=== Section Start ===
PR #10887, opened 2015-04-13
Adding a new first time popup for health data

prksingh:
This popup code is borrowed from Extract first time popup. This will be a non modal popup. Some details may still change

### DIFF
--- a/src/extensions/default/HealthData/HealthDataNotification.js
+++ b/src/extensions/default/HealthData/HealthDataNotification.js
@@ -33,6 +33,7 @@ define(function (require, exports, module) {
         Dialogs                      = brackets.getModule("widgets/Dialogs"),
         UrlParams                    = brackets.getModule("utils/UrlParams").UrlParams,
         HealthDataPreview            = require("HealthDataPreview"),
+        HealthDataPopup              = require("HealthDataPopup"),
         HealthDataManager            = require("HealthDataManager"),
         HealthDataNotificationDialog = require("text!htmlContent/healthdata-notification-dialog.html");
     
@@ -84,7 +85,7 @@ define(function (require, exports, module) {
             var isShown = PreferencesManager.getViewState("healthDataNotificationShown");
 
             if (!isShown) {
-                showDialogHealthDataNotification()
+                HealthDataPopup.showFirstLaunchTooltip()
                     .done(function () {
                         HealthDataManager.checkHealthDataSend();
                     });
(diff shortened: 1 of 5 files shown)


abose:
can you attach a screenshot of the new popup.

prksingh:
Good idea. Here it is: 
bracketshealthdatapopup

MarcelGerber:
Please make sure no Health Data is sent before the popup is accepted (that is, don't send Health Data when it's open).
One approach would be to wait 24 hours again before the first data is sent.

peterflynn:
I'd like to review this, but I may not be able to get to it tonight -- ok if I post feedback tomorrow?

prafulVaishnav:
@MarcelGerber We will send the healthData when the user will cancel the popup. Since its not modal, users have option to opt-out.

petetnt:
Shouldn't the popup have a way of opting out especially if the first set of data is sent immediately after the popup closes?

peterflynn:
@petetnt I think the idea was that you can leave the popup open while you opt out, but this doesn't seem obvious enough.  I'm proposing we wait at least 1 hour, even if the popup was closed, before any data could be sent.

I think Firefox waits 24 hours, but their popup is much easier to miss... while some other open-source apps have _zero_ wait time before sending metrics, which we definitely don't want to do.  Hopefully we'll land at a happy medium here :-)

petetnt:
@peterflynn I think that any reasonable delay would suffice, but like you said leaving the popup open doesn't really seem obvious as I'd say that the train of thought would be "Oh, I don't want to/can't/shouldn't send any information, I'll just close this popup and go change the settings..." :8ball:

prksingh:
I will have a discussion with @ryanstewart (should be today) and update the thread.

ryanstewart:
Thanks for the feedback @petetnt, you're right. I think 30 minutes is a good compromise. 30 minutes should be enough time for people to change it but will also give us information from people who are kicking the tires on Brackets. 

I don't want to wait an hour because if we wait that long we may not ever end up counting people who open it once, try it out, then leave. I think it's important to still count those users. 

Thanks again for the feedback @petetnt (and @peterflynn )

prksingh:
@peterflynn Has initiated another Pull request with this [here](https://github.com/adobe/brackets/pull/10912) which improves the UI and fixes some other health report issues as well. I am closing this pull request to avoid duplication

petetnt:
:+1:

peterflynn:
@ryanstewart Yep, very good point -- I remember that being an important motivation in the Firefox Health Report discussions as well.  Learning about users who try the app briefly but never come back is in some ways _more_ important than users who stay with the app for a long time, because it helps tell you what you're missing (in terms of usability, feature set, locale support, etc.).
=== Section End ===
- **TRY IT**: Taking the records above as input, show every line in which the word "again" is present.

- **TASK RESPONSE**:
One approach would be to wait 24 hours again before the first data is sent.
Thanks again for the feedback @petetnt (and @peterflynn )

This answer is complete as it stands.